- AUD/USD bears stay in control into daily support but correction in sight.
- Central banks are the focus and FOMC minutes will be key.
AUSD/USD ended the day on Friday 0.67% lower falling from a high of 0.7291 to a low of 0.7227. The US dollar climbed Friday as investors sought safe havens in fear of covid contagion. Austria said it would be the first country in Western Europe to reimpose a full lockdown amid surging COVID-19 infections and Germany said it could follow suit.
After two straight down days, DXY is trading higher near 96 and on track to test this week’s cycle high near 96.241. Additionally, Federal Reserve Governor Christopher Waller said the US central bank should speed up the pace of tapering to give more leeway to raise interest rates from their near-zero level sooner than it currently expects if high inflation and the strength of job gains persist. Adding to the hawkishness, Fed Vice Chair Richard Clarida said it “may very well be appropriate” to discuss speeding up the Fed’s asset purchase wind-down when it next meets, on Dec. 14-15.
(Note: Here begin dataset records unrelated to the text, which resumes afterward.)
PR #20013, opened 2024-12-09
Create PurgeLinesAndUnload.py

GregValiant:
# Description
This script has 4 options.
**Add Purge Lines:**
Will draw lines left, right, top, or bottom of the build plate and either full length of half length.  If a print takes up the entire width then the purge lines could be moved to the bottom.
**Circle Around To Layer Start:**
Creates an orthogonal tool path that moves the nozzle around the periphery of the build plate before moving in to the Layer Start location.  This keeps strings from dragging across the print location on the build plate.
**Adjust Starting E Location:**
Cura adds a retraction after the StartUp Gcode.  If there is also a retraction within the StartUp Gcode (or when using Add Purge Lines) it causes a double retraction.  This option will change that "G1 E-" line to a "G92 E" so the filament location within the nozzle can be adjusted to provide for an exact start to the skirt/brim/raft.
**Unload FIlament at Print End:**
Adds an unload sequence of G1 E commands to back the filament out of the hot end and out of the extruder.  Works well with long-tube bowden printers.

**The script supports:**
Absolute and Relative extrusion
Rectangular and Elliptic beds
Origin-At-Center whether True or False.
Disallowed Areas

# Settings
image

## Type of change

# How Has This Been Tested?

I've been using this script for a year.

**Test Configuration**:
Dell Laptop 16mb of RAM
* Operating System:
Windows 10 Pro
Cura versions 4.13.1 and up.

# Checklist:

- [ X] I apologize ahead of time for my coding style.


GregValiant:
@HellAholic the "Move around to the print start" function is something that came up in a post a while ago.  I did account for cases where Cura adds the "Move to prime tower" line at the end of the startup.  The script will add an orthogonal move to an edge before the actual move to the prime tower location.
I have high confidence in the code for "Rectangular" beds.  The G2/G3 coding in the "Elliptic" section seems OK but needs another set of eyeballs.
I'll leave this as a draft for now.

plugins/PostProcessingPlugin/scripts/PurgeLinesAndUnload.py
```diff
@@ -0,0 +1,745 @@
...
+        if self.getSettingValueByKey("move_to_start"):
+            self._move_to_start(data)
+        if self.getSettingValueByKey("adjust_starting_e"):
+            self._adjust_starting_e(data)
+        if self.getSettingValueByKey("enable_unload"):
+            self._unload_filament(data)
+        # Format the startup and ending gcodes
+        data[1] = self._format_string(data[1])
+        data[len(data) - 1] = self._format_string(data[len(data) - 1])
+        return data
```
HellAholic, line 145:
```suggestion
    def execute(self, data):
         # Mapping settings to corresponding methods
        procedures = {
            "add_purge_lines": self._add_purge_lines,
            "move_to_start": self._move_to_start,
            "adjust_starting_e": self._adjust_starting_e,
            "enable_unload": self._unload_filament
        }

        # Run selected procedures
        for setting, method in procedures.items():
            if self.getSettingValueByKey(setting):
                method(data)
        # Format the startup and ending gcodes
        data[1] = self._format_string(data[1])
        data[-1] = self._format_string(data[-1])
        return data
```
Just a different way of writing the same code suggestion. The benefit is that you can add/modify easier later.

HellAholic:
I'll take a look to see if I can update the code style. Will also try to play around with the current iteration to first get a grasp on how things work and what the output looks like. Might be a slow burner but it's on my todo list 👍

plugins/PostProcessingPlugin/scripts/PurgeLinesAndUnload.py
GregValiant: I made the suggested changes for Commit 2.
Also added support to "Adjust Starting E" to account for firmware retraction.

plugins/PostProcessingPlugin/scripts/PurgeLinesAndUnload.py
```diff
@@ -0,0 +1,752 @@
...
+        for setting, method in procedures.items():
+            if self.getSettingValueByKey(setting):
+                method(data)
+        # Format the startup and ending gcodes
+        data[1] = self._format_string(data[1])
+        data[-1] = self._format_string(data[-1])
+        return data
+
+    # Add Purge Lines to the user defined position on the build plate
+    def _add_purge_lines(self, data: str):
```
HellAholic, line 151: based on the code I assume the data is a list of gcode commands, so in that case, the type should be `data: list[str]` and you would return the data as `list[str]`

In few places I saw that you just do a return without passing the data back, I'll mark them, but I haven't gone through the code completely to know if it's working or not, that comes later :P

plugins/PostProcessingPlugin/scripts/PurgeLinesAndUnload.py
```diff
@@ -0,0 +1,752 @@
...
+            if "G92 E0" in startup_section[num]:
+                insert_index = num
+                break
+            # In Relative Extrusion mode - insert above the M83 line
+            elif "M83" in startup_section[num]:
+                insert_index = num
+                break
+        startup_section.insert(insert_index, purge_str)
+        data[1] = "\n".join(startup_section)
+        return
```
HellAholic, line 385: here I think you would want to return the data

plugins/PostProcessingPlugin/scripts/PurgeLinesAndUnload.py
```diff
@@ -0,0 +1,752 @@
...
+                break
+        move_str = self._format_string(move_str)
+        if move_str.startswith("\n"):
+            move_str = move_str[1:]
+        startup.append(move_str)
+        startup.append(lay_count)
+        data[1] = "\n".join(startup)
+        # Remove any double spaced lines
+        data[1] = data[1].replace("\n\n", "\n")
+        return
```
HellAholic, line 578: same here (return data)

plugins/PostProcessingPlugin/scripts/PurgeLinesAndUnload.py
```diff
@@ -0,0 +1,752 @@
...
+            min_y = -abs((machine_depth / 2) - 7)
+        if prime_tower_x < midpoint_x and prime_tower_y < midpoint_y:
+            prime_tower_location = "LF"
+        elif prime_tower_x > midpoint_x and prime_tower_y < midpoint_y:
+            prime_tower_location = "RF"
+        elif prime_tower_x > midpoint_x and prime_tower_y > midpoint_y:
+            prime_tower_location = "RR"
+        elif prime_tower_x < midpoint_x and prime_tower_y > midpoint_y:
+            prime_tower_location = "LR"
+        return prime_tower_location
```
HellAholic, line 729:
```suggestion
        # Determine coordinate limits based on origin position
        if origin_at_center:
            midpoint_x, midpoint_y = 0, 0
            max_x, min_x = (machine_width / 2) - 7, -((machine_width / 2) - 7)
            max_y, min_y = (machine_depth / 2) - 7, -((machine_depth / 2) - 7)
        else:
            midpoint_x, midpoint_y = machine_width / 2, machine_depth / 2
            max_x, min_x = machine_width - 7, 7
            max_y, min_y = machine_depth - 7, 7

        # Determine quadrant of the prime tower
        if prime_tower_x < midpoint_x and prime_tower_y < midpoint_y:
            return "LF"  # Lower-Front
        elif prime_tower_x > midpoint_x and prime_tower_y < midpoint_y:
            return "RF"  # Right-Front
        elif prime_tower_x > midpoint_x and prime_tower_y > midpoint_y:
            return "RR"  # Right-Rear
        elif prime_tower_x < midpoint_x and prime_tower_y > midpoint_y:
            return "LR"  # Lower-Rear
```

you can do a bit of a trick and a reverse on the conditions

plugins/PostProcessingPlugin/scripts/PurgeLinesAndUnload.py
```diff
@@ -0,0 +1,752 @@
...
+        elif purge_end_loc == "RR":
+            if prime_tower_loc == "LF":
+                adj_lines = f"G0 F{travel_speed} X{min_x} ; Move to edge\nG0 F600 Z0 ; nail down the string\nG0 F600 Z2 ; move up\n"
+            if prime_tower_loc == "RF":
+                adj_lines = f"G0 F{travel_speed} Y{min_y} ; Move to edge\nG0 F600 Z0 ; nail down the string\nG0 F600 Z2 ; move up\n"
+            if prime_tower_loc == "RR":
+                adj_lines = ""
+            if prime_tower_loc == "LR":
+                adj_lines = f"G0 F{travel_speed} X{min_x} ; Move to edge\nG0 F600 Z0 ; nail down the string\nG0 F600 Z2 ; move up\n"
+        return adj_lines
```
HellAholic, line 703:
```suggestion
        # Determine coordinate limits based on origin position
        if origin_at_center:
            midpoint_x, midpoint_y = 0, 0
            max_x, min_x = (machine_width / 2) - 7, -((machine_width / 2) - 7)
            max_y, min_y = (machine_depth / 2) - 7, -((machine_depth / 2) - 7)
        else:
            midpoint_x, midpoint_y = machine_width / 2, machine_depth / 2
            max_x, min_x = machine_width - 7, 7
            max_y, min_y = machine_depth - 7, 7

        # Adjustment templates
        move_x_edge = f"G0 F{travel_speed} X{{x}} ; Move to edge\nG0 F600 Z0 ; Nail down the string\nG0 F600 Z2 ; Move up\n"
        move_y_edge = f"G0 F{travel_speed} Y{{y}} ; Move to edge\nG0 F600 Z0 ; Nail down the string\nG0 F600 Z2 ; Move up\n"

        # Determine adjustment lines based on locations
        if purge_end_loc == "LF":
            if prime_tower_loc == "LF":
                return ""
            elif prime_tower_loc in {"RF", "RR"}:
                return move_x_edge.format(x=max_x)
            elif prime_tower_loc == "LR":
                return move_y_edge.format(y=max_y)

        elif purge_end_loc == "RR":
            if prime_tower_loc == "RR":
                return ""
            elif prime_tower_loc == "LF":
                return move_x_edge.format(x=min_x)
            elif prime_tower_loc == "RF":
                return move_y_edge.format(y=min_y)
            elif prime_tower_loc == "LR":
                return move_x_edge.format(x=min_x)

        return ""
```
similar to the other one, you can do couple of coding tricks.

plugins/PostProcessingPlugin/scripts/PurgeLinesAndUnload.py
HellAholic: I think for the most part python doesn't really care about the type declaration (don't ask me how I figured out xD), but it helps during the code writing to recommend functions/operations that can be performed on it.

plugins/PostProcessingPlugin/scripts/PurgeLinesAndUnload.py
HellAholic: side note, here you're not using the midpoint_x, midpoint_y & the bed_shape

plugins/PostProcessingPlugin/scripts/PurgeLinesAndUnload.py
GregValiant: It might be a post-processor thing but sometimes (maybe all the time) a "return data" will send the "data" list back to Cura assuming that all the work is done.  The script ends when that happens even though there might be more to do.

My understanding is that "data" is global so when the value is changed as in "data[1] = data[1].replace("\n\n", "\n")" then that is the value of data throughout the script and "return data" would be redundant.  That's why the only "return data" in the script was in the Execute function.

I'm self taught so my coding is decidedly un-pythonic.  It's more of a mish-mash of Python, Visual Basic, the Excel 4.0 macro language, and Fortran I.  I mention Fortran I because it was the only actual programming class I've ever taken.  That was in 1969.  I know where I want to go with the code, but the way I get there is rarely a straight line.

If you ever look at "Advanced Cooling Fan Control" you will be horrified.  Remco certainly was when he looked at it.  I think at some point he threw up his hands in disgust and just ran with it since the code worked.  It's just ugly.  There have been exactly zero bug reports about it.

Make whatever changes you feel are necessary because most of the time I don't really understand what you are asking.  This script is one I keep active for every print so I thought I'd pass it along.  It's handy.  If you want to throw it out be my guest.  It won't hurt my feelings.

HellAholic: I learned coding with Pascal so I have the same approach of first make it work and then worry about it not being pretty. Then many years later I had to make a 4D scanner and needed to process videos from 100 cameras into frames and sync them together through an audio trigger, so I started with python. So I see coding as a tool, if it gets the job done, that's all that matters :P (but it's personal opinion, it gets a bit difficult with more people in a team and that's why you get a coding style and such).

The return data thing was a question cause I attempted to run the script but it didn't generate any gcode commands for me, so that seemed like a usual suspect. But if you have it running then it might be something else I'm missing.

In some cases, I can't write anything better either, it's just a lot of checks and a lot of conditions, so the suggestions you see are mostly tips and tricks, they might help for something in future or they might not (making it harder to understand) that's why I add them as suggestions :) . I'm sure the devs will write helper functions and do some fancy stuff. But my questions or suggestions are mainly me trying to understand the problem or issues that you had and the process that you followed to resolve it which resulted in the code. 

TLDR:
I'll poke around some more, see if I can get it working on my machine.

GregValiant:
Good morning.
I missed the "machine_disallowed_areas" thing.  After looking at the MethodX disallowed areas I think simply excluding 'Purge Lines' and 'Move to Start' is the best way to go.  The polygons in a definition file can be written differently by different authors.  They are easy to draw, but tough to parse.
The same thing might be true for any multi-extruder machine that does not "Share Heater" and "Share Nozzle since both the Purge Lines and the Unload will be for the active nozzle.
I'll spend some time thinking on those.

Regarding not showing the post-processed gcode in the initial preview, I recall seeing complaints about that here in the bug reports.  The Initial Preview is done before any post-processing so the file would need to be saved, and then the gcode read back in.  That'll take a while.  Maybe a "Load Gcode file for Preview" button (that popped up after saving, or became yet another function of the "Slice" button) would be better so the user would have an option.  (If Arc-Welder is enabled then it won't show correctly anyway.)

On a different subject...
It would be nice if there was a ToolTip attached to each name in the "Post Processing Scripts" list.  Something like:
image
You would still need to load the PP to see the description, but there would be an indication of what it actually does.

HellAholic:
Aloha,
Let me know what you come up with, you can always add "single extruder only" to the script or something.
I checked the offset, it works somewhat, but also needs a secondary field for start and end of the purge line. There are some general patterns in how the gcode is made, so if I can make a template out of it, then adjusting the values would be easier. I'll see if I can make something that's more generic but simple and robust.

The slice result preview "should" in theory be simple enough, just have to figure out where I need to poke in the code to make it move. I think reloading the changed gcode is the doable part, but loading back to the original does not sound like a feasible option.

> On a different subject...
> It would be nice if there was a ToolTip attached to each name in the "Post Processing Scripts" list.
That should also be doable, but it requires some changes to the qml, adding a getter to the python with a pyqtsignal and such, and reading the description in a try/except to handle scripts without a description.
The main issue is that the qml for that part is fairly old, so it will probably need some updating:
- List is not properly spaced (line height / label height) -> this is mostly my OCD and other things being triggered
- The selected highlights is not great -> same as above xD
- The text (script name) is added to the list makes it so that the tooltip only appears if you hover over the left part (first 50 pixels or something)
- There is also always the risk of the unexpected bug popping out of nowhere

GregValiant:
I hate unexpected bugs.  The expected ones are much better.
I think I've got the "disallowed areas" figured out without having to exclude those printers.

GregValiant:
Wow.  I have been integrating the "Disallowed Areas" into the code.  There wasn't a lot of breakage, but there are more variable names to deal with (and there was already a lot).
Straightening that out is going to take a minute.  There are a lot of combinations to set up for to debug.
Fortunately, not many (if any) delta's have disallowed areas so I'm ignoring it for the G2/G3's.

I'll go through your suggestions and make the changes and then push another commit.

HellAholic:
It might also be an idea to use enum strings, doesn't even need to be linked to the string value it can be an int, but to keep it as close to the current implementation as possible:
```
from enum import Enum

# class syntax
class Location(Enum):
    LEFT_FRONT = "LF"
    LEFT_REAR = "LR"
    RIGHT_FRONT = "RF"
    RIGHT_REAR =  "RR"
    
 # usage
 if purge_end_loc == Location.LEFT_FRONT
```
makes it easier to work with strings in the comparisons and also reduces the change of making a typo, also helps with autocomplete xD

You can also do the calculations for some values and store them in the self, since it's being passed along to the different functions, that will reduce the number of variables you need to pass with each function call.
curaApp is one example, but probably you'll find other things that can be done the same way.
so if in your initialize() function instead of curaApp = ... you say self.curaApp = ...
then in all the following functions that have the self as the first argument, you can just reference it by saying:
self.curaApp.getProperty("something", "something")
the only thing you need to keep in mind is not adding the same name as the super class. (make unique names)

TLDR:
Add the bits you're comfortable with and I'll do a refactor afterwards, make sure functionality is there, I'll make it pretty :P

GregValiant:
I have to append this to my "List of things I didn't know".
image
**IS A LIE.**
Any gcode file (or UFP file) opened in Cura can be _post-post-processed_ if the "Save to..." button is clicked.  That extra post-processing generally makes a mess.

Plugins have a block so that doesn't happen.  I've blocked that from happening with this script.

HellAholic:
Although it's a bit of a rare usecase to reload a gcode and run a post processing script on it, since the information regarding the post processing is already in at the end of header of the gcode file it should be possible to allow for running additional post processing without re-running the same scripts that already were executed on the gcode.
So reading the gcode, looking if there is a POSTPROCESSED comment in it, if so, filtering out the scripts already executed, and executing the other ones.
```
;END_OF_HEADER
;POSTPROCESSED
;  [PurgeLinesAndUnload]
```

GregValiant:
In the next week or two I'm going to tear this down and put it back together.  It's working, but with the changes I've hacked in for the Prime Tower move and the Disallowed Areas it's turned into spaghetti code.  It's pretty bad when even I can't stand it.

So take a break.  I'll add a new commit when I get done changing it.

GregValiant:
@HellAholic 
I have made alterations, added a procedure, moved things around, found a couple of typos, and altered comments.
There are a lot of changes.
Do you want me to add a commit or go about updating this some other way?

HellAholic:
Hey Greg,
Add the commit and I'll work based on that. Took a break and didn't do much, mostly end of year work.

GregValiant:
There it is.  New and improved.

One of the printers I used for the Disallowed Areas was a UM3.  It has 6 areas defined and because I used a simple method of determining the "useable space" as a rectangle (rather than the actual shape), it ends up pushing the purge lines towards the print. There aren't many printers with the problem though, so the warning message I added should (hopefully) be sufficient.

HellAholic:
Adding a _v2 of the script to here mostly for safe-keeping, I'm just playing around with the code to see if I can simplify it a bit. Might break things so I'm doing it on a separate version to compare the output at the end.
I'll remove it from the PR once it's either at a good condition, or beyond saving :)

HellAholic:
@GregValiant I'm a bit confused by the `_move_to_start`
example below:
```
            if self.start_location == "LF":
                if goto_str == "LtFrt":
                    move_str += f"G0 F{self.speed_travel} X{self.machine_right - 5} ; Ortho move\n"
                    move_str += f"G0 F600 Z0 ; Nail down the string\nG0 Z2 ; Move up\n"
                    move_str += f"G0 F{self.speed_travel} Y{self.machine_front + 5} ; Ortho move\n"
                    move_str += f"G0 F600 Z0 ; Nail down the string\nG0 Z2 ; Move up\n"
```
we want to move to the start location, and if I understand the code, we're already there, but the moves are to right front.
When you got some time, could you take another look at that section?

GregValiant:
There are a couple of possible options for where the "Move to Start" will originate.  Since it is the last alteration of the gcode, we know where it's going TO, but it might be starting out from the Right Rear if "Add Purge Lines" is selected, or it might be starting from the Prime Tower location if that move is in the Gcode.  So we don't really know the start point until other things are decided.

The design of the script was mostly done using 5.7 and 5.8.  The "Layer start X" and "Layer start Y" seem to be different in 5.9.0.  In earlier versions they would also dictate the start of the bed adhesion, but now the bed adhesion start seems to be related to the Z-seam location, or possibly the support Z seam location.

I'll take another look at it this evening.  I did remove one of the 'If "LF" ' sections because the nozzle was definitely going to be in the left front corner.  Maybe the one you noted can be taken out as well.

Since I brought up "going to..." I might have to abandon using the Layer Start X and Y in favor of reading the start of the first extrusion of the print.  That way if something is affecting the skirt/brim starting point it will be taken into account.

GregValiant:
I got side-tracked by the Start X and Y thing.
In that snippet it does appear that the first move should be to the "machine_left + 5".

if self.start_location == "LF":
                if goto_str == "LtFrt":
                    move_str += f"G0 F{self.speed_travel} X{**_self.machine_left + 5_**} ; Ortho move\n"
                    move_str += f"G0 F600 Z0 ; Nail down the string\nG0 Z2 ; Move up\n"
                    move_str += f"G0 F{self.speed_travel} Y{self.machine_front + 5} ; Ortho move\n"
                    move_str += f"G0 F600 Z0 ; Nail down the string\nG0 Z2 ; Move up\n"

Through the entire design stage I assumed (Hah!) that using the midpoint of the build plate to determine the "quadrant" would be correct.  Last night I loaded a small model and put it in the left-front.  It would seem that I should have used the model midpoint to determine the "starting quadrant".
With the model in the "LF", and the Z-seam at the "RR", if the model fits into the LF Quadrant, then the move still goes across the footprint of the model.
Now I'm thinking that the MIN and MAX of the model should be read, and the "midpoint" determined from those, rather than from the build plate size.

This is really making my head hurt.  It appears that "_get_print_extents" was abandoned-in-place.  I don't see it being used anywhere.  The only reference is "max_print_size = self._get_build_plate_extents()" and then max_print_size isn't used.

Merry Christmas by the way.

Meanwhile, the Reserve Bank of Australia’s governor, Phillip Lowe, has also been keen to point out the characteristics of the Australian labour market, specifically with respect to wage inflation. ”The RBA’s take on the Australian labour market is crucial to explaining the relative dovishness of the RBA,” analysts at Rabobank explained. ”This message has been reinforced by the RBA fixing its guidance for rate hike directly to developments in wage inflation.”
Eyes on the Fed minutes
Looking ahead to the week, the Federal Reserve minutes will undoubtedly reflect a range of views on risks, analysts at Brown Brothers Harriman said, ”but with most officials seeing no rush for rate hikes given the large net drop in jobs and expected slowing in inflation. They will likely also make clear that realization of upside risks could lead to rate hikes soon after tapering ends, with the added point that tapering is highly unlikely to end before June.”